— Как изловчишься, сынок, — снова засмеялся родитель и озорно подмигнул сверху. — Либо со сковороды блин отведаешь, либо сковородника! И еще помни, Никитушка, не рок головы ищет, а сама голова на рок идет.
— Нешто мы своей волей в этом водяном пекле оказались, тятенька? Стрелецкий рок толкнул.
— Рок толкнул, а ты стой, не падай! — возвысил голос с суровостью родитель, и на его землистом морщинистом лице застыла требовательная строгость. — Ну, вставай, будет тебе в сырости валяться! Час пришел свое счастье пытать! Во что святая не хлыстнет, глядишь, и на твою долю где ни то за морем каравай пекут! — И Никита с радостью и с ужасом одновременно видит, как родитель протягивает к нему длиннющую жилистую руку, которая словно на дрожжах растет из ставшего на диво коротким рукава кафтана. Невольный страх сковал Никите все члены, вот уже длинные пальцы отцовской руки совсем близко от его груди, вот сейчас они схватят его и поволокут, такого бессильного, крохотного и совсем невесомого…
«Так не в яму же тянет меня покойный родитель, — сквозь лед страха в голове проносится у Никиты успокоительная мысль. — Не в яму же к себе, а из ямы, к солнцу, к жизни!» — Он хочет протянуть навстречу родителю правую руку, силится и — не может! Но тут родитель подхватил его длинными пальцами под спину, как сам Никита в далеком детстве, бывало, подхватывал под брюшко пальцами тепленьких пушистых гусят, чтобы поднести к лицу и заглянуть в шустрые черные глазки-бусинки несмышленому птенцу.
— Во-от, поехали! — смеется родитель, сам не движется, а рука, подобно растянутой до предела резинке, сжимается и прячется в рукаве кафтана. — Во-от, зри на свет божий! Да родителя почаще вспоминай за столом и перед иконой…
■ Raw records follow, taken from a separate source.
PR #10014, opened 2025-09-14
Namron Simplify Dimmer

xses79:
1-2p dimmer, Zigbee / BT.
Energy, Watt, Amp, On off, dim

### DIFF
--- a/src/devices/namron.ts
+++ b/src/devices/namron.ts
@@ -1624,4 +1624,53 @@ export const definitions: DefinitionWithExtend[] = [
             m.temperature({reporting: undefined}),
         ],
     },
+    {
+        zigbeeModel: ['4512791'],
+        model: '4512791',
+        vendor: 'Namron AS',
+        description: 'Namron Simplify Zigbee dimmer (1/2-polet) Zigbee / BT',
+        fromZigbee: [
+          fz.on_off,
+          fz.brightness,
+          fzLocal.electrical_measurement_scaled,
+          fzLocal.metering_scaled,
+          fz.power_on_behavior,
+          fzLocal.levelctrl_vendor_attrs,
+        ],
+        toZigbee: [
+          tz.on_off,
+          tz.light_onoff_brightness,   // standard
+          tz.power_on_behavior,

Никита, словно вытряхнутый из руки-колыбели родителя, с грохотом падает на мокрую траву и зажмуривает глаза от ослепительного солнца…
Он очнулся от яркой вспышки над толовой — извилистый огненный зигзаг прочертил черное небо, резанул по глазам, пропал, а через миг трескучий раскат прокатился над только что высвеченными гребнями моря.
— Свят-свят! — прошептал, приходя в сознание, Никита, а сам мысленно отыскивал свою правую руку, чтобы перекреститься. И только повернув голову вправо, понял, что лежит на спине, с подвернутой рукой, у невысокого фальшборта. Саднила ушибленная голова, горло, и все нутро запеклось от соленой горечи.
«Должно, в беспамятстве наглотался морской воды, — догадался Никита, силясь вытянуть из-под себя затекшую до бесчувствия руку. — Когда упал, было еще довольно светло, а теперь ночь темная, хоть перстом глаз коли…» — Вздрогнул — над стругом сверкнула огненная изломанная стрела, ударила где-то за бушпритом, да так неистово, что Никите послышалось шипение опаленной волны. И тут же треск прошел над головой, словно под чьими-то преогромными сапожищами не выдержали и рухнули сухие стропила новенькой крыши…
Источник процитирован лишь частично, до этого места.